A NEW report has called for a radical re-think on the way regeneration projects are delivered in Northern England.

The study by the Northern Way - a partnership of the three northern development agencies including One North East - said projects vital to economic growth could be hindered by a lack of investment from the public and private sectors.

The findings showed that regeneration chiefs will have to find creative solutions to drive forward regeneration schemes, with public spending expected to be cut and private investment constrained in a tough economic climate.

Recommendations included simplifying the complex maze of partnerships and local delivery vehicles, combining public and private sector resources and boosting participation of the third sector to de-risk regeneration schemes.

Andrew Lewis, director of the Northern Way, said the study findings provided a timely review of the barriers and opportunities facing economic regeneration.

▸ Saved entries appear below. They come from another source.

Issue #682, opened 2024-10-18
[Feature]: Compute a fallback fee for stacks transactions


djordon:
# Feature - Compute a fallback fee for stacks transactions

## 1. Description

When we are first starting out, the fee rate that we use needs to be such that it will be accepted by a Stacks node. Right now our "robust" fee is not robust at all; stacks-nodes reject our contract calls with a `FEE_TOO_LOW` rejection reason.

### 1.1 Context & Purpose

We need to get the fee for our contract call transactions even when the stacks node does not have enough information in order to provide an estimate.

## 2. Technical Details:

A transaction will be rejected with fee too low if the fee is less than the size of the transaction in bytes. The code for this in stacks-core is [here](https://github.com/stacks-network/stacks-core/blob/8b9874d1eb78516397ca07edc4cf61421b7f40ed/stackslib/src/chainstate/stacks/db/blocks.rs#L6693-L6698). So our fallback fee should compute the full fee size and then just multiply that amount by 1 or 2.

### 2.1 Acceptance Criteria:
   - [ ] The transaction fee for stacks transactions is never lower than the transaction size.

## 3. Related Issues and Pull Requests (optional):

* https://github.com/stacks-network/sbtc/pull/368

PR #733, opened 2024-10-30
feat: fallback to calculating stacks tx fee based on payload size

cylewitruk:
## Description

Closes: #682

I don't know if this was the intended change, but it was small so I decided to take a stab at it. I'm not really sure if the numbers are correct (if 1 byte is 1 mSTX or what, it wasn't clear in the stacks code, if we need an additional multiplier as well).

## Changes

If the Stacks node can't provide a fee estimate for either the transaction or the dummy STX transfer, fall-back to using a transaction-size-based calculation.

## Testing Information

Added a new test to enure that the fallback value is correctly used if the Stacks node fails to provide an estimate.

## Checklist:


signer/src/stacks/api.rs
```diff
@@ -902,11 +896,23 @@ impl StacksInteract for StacksClient {
...
+        // method that the stacks node uses to determine transaction size when
+        // verifying admittance into the mempool.
+        let mut payload_bytes = Vec::new();
+        payload
+            .tx_payload()
+            .consensus_serialize(&mut payload_bytes)
+            .map_err(Error::StacksCodec)?;
+        // In Stacks core, the minimum fee is 1 mSTX per byte, so we double
+        // that here as a precaution and cap it at our maximum fee.
+        let default_min_fee = (payload_bytes.len() as u64 * 2).min(MAX_TX_FEE);
```
cylewitruk, line 909: I wasn't quite sure if we need another multiplier here, you had 1_000_000 as the default fee and this will definitely not be 1 million. The stacks code only has "1" listed, and doesn't say if that's mstx or stx.

signer/src/stacks/api.rs
```diff
@@ -902,11 +896,23 @@ impl StacksInteract for StacksClient {
     where
         T: AsTxPayload + Send + Sync,
     {
+        // Consensus serialize the transaction payload to bytes. This is the
+        // method that the stacks node uses to determine transaction size when
+        // verifying admittance into the mempool.
+        let mut payload_bytes = Vec::new();
+        payload
+            .tx_payload()
+            .consensus_serialize(&mut payload_bytes)
```
cylewitruk, line 905: I _think_ that this is the same [`consensus_serialize`](https://github.com/stacks-network/stacks-core/blob/40059a57cd27e740c5e9d91a833fb2c975b0bf0b/stackslib/src/core/mempool.rs#L2356) used to calculate the transaction size for admission into the mempool...

djordon, line 908: Oh, I think we'll need to modify this slightly. Since `tx_payload()` returns a `TransactionPayload` object, it is missing things that we need in the transaction, like version, chain id, signatures, and a few other things. These things increase the size of the transaction and distort the fee.

I think we should consider adding a function that creates a "dummy" transaction from the payload and the multi-sig wallet parameters that will have the exact size as the "proper" transaction but with invalid signatures.

djordon: You could also use `serialize_to_vec()`.

signer/src/stacks/api.rs
```diff
@@ -933,7 +948,7 @@ impl StacksInteract for StacksClient {
             FeePriority::High => resp.estimations.last().map(|est| est.fee),
         };
 
-        Ok(fee_estimate.unwrap_or(DEFAULT_TX_FEE).min(MAX_TX_FEE))
+        Ok(fee_estimate.unwrap_or(default_min_fee))
```
djordon, line 951: Hmm, well I'm not sure this will solve the issue. I think the issue is that fee_estimate is `Some(X)` but `X < default_min_fee`.

Also, this no longer constrains the maximum fee that a signer will pay. That was added in case someone's stacks node returns some wonky estimate that is probably incorrect. No idea if it is necessary though.

djordon (commented):
I think we'll need to modify the approach slightly to get us the right minimum estimate.

signer/src/stacks/api.rs
cylewitruk: Yeah I wasn't sure if it's like Bitcoin or not where witness data is treated differently etc. It was problematic I noticed to do this both pre-signing and post-signing since pre-signing we don't have all the signatures, and post-signing the fee may change.

I'll check out the dummy transaction approach.

signer/src/stacks/api.rs
cylewitruk: > Hmm, well I'm not sure this will solve the issue. I think the issue is that fee_estimate is Some(X) but X < default_min_fee.

Ah okay, changed it now so it solves both stacks-node errors (i.e. if it returns that it can't provide a fee) and if the fee is too small (pending the change for the "transaction" above). We should still "officially" decide on a multiplier though.

> Also, this no longer constrains the maximum fee that a signer will pay. That was added in case someone's stacks node returns some wonky estimate that is probably incorrect. No idea if it is necessary though.

Ahh right whoops, my brain short-circuited there, wasn't intended to remove that :sweat_smile:

signer/src/stacks/api.rs
cylewitruk: Changed to use that

signer/src/stacks/api.rs
```diff
@@ -902,11 +899,21 @@ impl StacksInteract for StacksClient {
...
     {
+        // Consensus serialize the transaction payload to bytes. This is the
+        // method that the stacks node uses to determine transaction size when
+        // verifying admittance into the mempool.
+        let payload_bytes = payload.tx_payload().serialize_to_vec();
+
+        // In Stacks core, the minimum fee is 1 mSTX per byte, so we double
+        // that here as a precaution and cap it at our maximum fee.
+        let default_min_fee =
+            (payload_bytes.len() as u64 * TX_FEE_PAYLOAD_SIZE_MULTIPLIER).min(MAX_TX_FEE);
```
djordon, line 910: Oh we still need to update this to use the new `get_full_tx_size`

signer/src/stacks/wallet.rs
```diff
@@ -397,14 +404,33 @@ pub fn get_full_tx_size<T>(payload: &T, wallet: &SignerWallet) -> Result<u64, Er
...
     let num_signers = wallet.public_keys().len();
-    let private_keys = std::iter::repeat_with(|| PrivateKey::new(&mut rng))
+
+    // We need some dummy private keys to sign the transaction. We check if we've
+    // already generated enough dummy keys, and if not, we generate more. This
+    // is to ensure that always have enough dummy keys even if the signing set
+    // grows.
+    let mut dummy_keys = DUMMY_PRIVATE_KEYS
+        .lock()
+        .expect("BUG! DUMMY_PRIVATE_KEYS lock poisoned");
```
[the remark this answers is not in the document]
cylewitruk: Ah I actually had a LazyCell first but wasn't sure if we should have a cap for key count, but sounds like we have it capped already. Otherwise this impl was just due to my experience of generating private keys to generally be computationally expensive, but it sounds like ecsda256 keys are cheap.

I like the LazyCell solution the best so I'll toss that in :+1:

signer/src/stacks/api.rs
cylewitruk: Yeah I had just pushed changes + test for `get_full_tx_size`, will fix up the above now

djordon (approved):
Made a few changes, looks good to me!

He said: “They demonstrate the need to build on good practice, de-risk projects, focus on investment and jobs, and get more for less.”

Welcoming the reports on behalf of the northern RDAs, Alan Clarke chief executive of One North East, said: “Economic regeneration can have a strong future, if we're prepared to take the tough choices necessary and focus more limited resources where we can generate the best impact on the economic recovery.”

The North East Chamber of Commerce (NECC) said its call for a “North East Economic Recovery Test” was more vital than ever in light of the Northern Way report. The NECC’s 2010 manifesto outlined the need for decision-makers to question whether a particular project helped or hindered business recovery before pushing ahead with it.

Ross Smith, NECC head of policy, said: “Policy changes are needed to make investment much more attractive in the North-east.

“This includes a much more developer-friendly planning system, commitment to infrastructure improvements and proper incentives for local authorities to deliver development which will attract businesses into the region.”

Last year the Northern Way published a report calling for a radical rethink of public/private finance to balance a perceived equity gap between the North-east and the South-east.

The study claimed the North-east is a victim of a “troubling imbalance” in the distribution of venture capital (VC) investment in the UK which, it says, is failing to deliver adequate funding to support growing businesses outside the greater South-east.

The report proposed a public/ private partnership with a “sufficient critical mass” of funding that could be delivered directly to businesses in each major city region.

However it warned that Teesside’s growth potential will be constrained unless the Government simultaneously addresses infrastructure issues, including transport capacity and high-speed broadband communications.

NECC and the Confederation of British Industry backed the report, which claimed public funds are needed to top up private investment and take some of the risk out of vital regeneration projects.

Public funds are expected to be thin on the ground, though, with the Government looking at ways of cutting the £178bn national debt pile.